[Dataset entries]
====================
PR #4605, opened 2020-12-01
Config: do not overwrite when loaded and not migrated

### LINKED ISSUE #4606: Config file gets written each time it is read in `Config.from_file` even when not migrated

sphuber:
Fixes #4606 

The `Config.from_file` classmethod used to load the `config.json` file
into memory was always writing the contents from memory to disk if it
was read, even if the content was not migrated. This is unnecessary and
so the write is now only performed if the config was migrated.

### DIFF
--- a/aiida/manage/configuration/config.py
+++ b/aiida/manage/configuration/config.py
@@ -51,14 +51,19 @@ class Config:  # pylint: disable=too-many-public-methods
             config = Config(filepath, check_and_migrate_config({}))
             config.store()
         else:
+            migrated = False
+
             # If the configuration file needs to be migrated first create a specific backup so it can easily be reverted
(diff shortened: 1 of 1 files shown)


ltalirz (approved):
thanks @sphuber !

sphuber:
@ltalirz  Since we are going to release a v1.5.1, I am merging this into the `release/1.5.1` branch instead. Once released, this will also be merged into `develop`, which should be somewhere next week

ltalirz (approved):

ltalirz:
@sphuber By the way, I wonder whether we should add a test to prevent a regression of this?

Not sure it's necessary

sphuber:
> Not sure it's necessary

I think it is fine not to include one now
====================
* **Task objective**
Write out every entry again, keeping each line exactly the same.

* **Exercise output**
PR #4605, opened 2020-12-01
Config: do not overwrite when loaded and not migrated

### LINKED ISSUE #4606: Config file gets written each time it is read in `Config.from_file` even when not migrated

sphuber:
Fixes #4606 

The `Config.from_file` classmethod used to load the `config.json` file
into memory was always writing the contents from memory to disk if it
was read, even if the content was not migrated. This is unnecessary and
so the write is now only performed if the config was migrated.

### DIFF
--- a/aiida/manage/configuration/config.py
+++ b/aiida/manage/configuration/config.py
@@ -51,14 +51,19 @@ class Config:  # pylint: disable=too-many-public-methods
             config = Config(filepath, check_and_migrate_config({}))
             config.store()
         else:
+            migrated = False
+
             # If the configuration file needs to be migrated first create a specific backup so it can easily be reverted
(diff shortened: 1 of 1 files shown)


ltalirz (approved):
thanks @sphuber !

sphuber:
@ltalirz  Since we are going to release a v1.5.1, I am merging this into the `release/1.5.1` branch instead. Once released, this will also be merged into `develop`, which should be somewhere next week

ltalirz (approved):

ltalirz:
@sphuber By the way, I wonder whether we should add a test to prevent a regression of this?

Not sure it's necessary

sphuber:
> Not sure it's necessary

I think it is fine not to include one now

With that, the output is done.